§ TASK DIRECTIONS
Exactly the line with "Add test that" and the lines that follow it, through the closing line of the entries, should be restated, with nothing left out or added.

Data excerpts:
PR #2545, opened 2017-11-14
Add test that initializes an array inside a loop

Oletus:
This attempts to reproduce a driver bug seen on Adreno 418.


Oletus:
@zhenyao , could you try to see if this test fails on Adreno 418 as intended (for example Nexus 5X)? On Adreno 505 that I had available to me the test passed.

zhenyao:
OK, let's merge this to make testing easier. Thanks Olli.

zhenyao:
I tested on Nexus 5. Unfortunately the added test passed.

§ SOLUTION TO THIS PROBLEM
Add test that initializes an array inside a loop

Oletus:
This attempts to reproduce a driver bug seen on Adreno 418.


Oletus:
@zhenyao , could you try to see if this test fails on Adreno 418 as intended (for example Nexus 5X)? On Adreno 505 that I had available to me the test passed.

zhenyao:
OK, let's merge this to make testing easier. Thanks Olli.

zhenyao:
I tested on Nexus 5. Unfortunately the added test passed.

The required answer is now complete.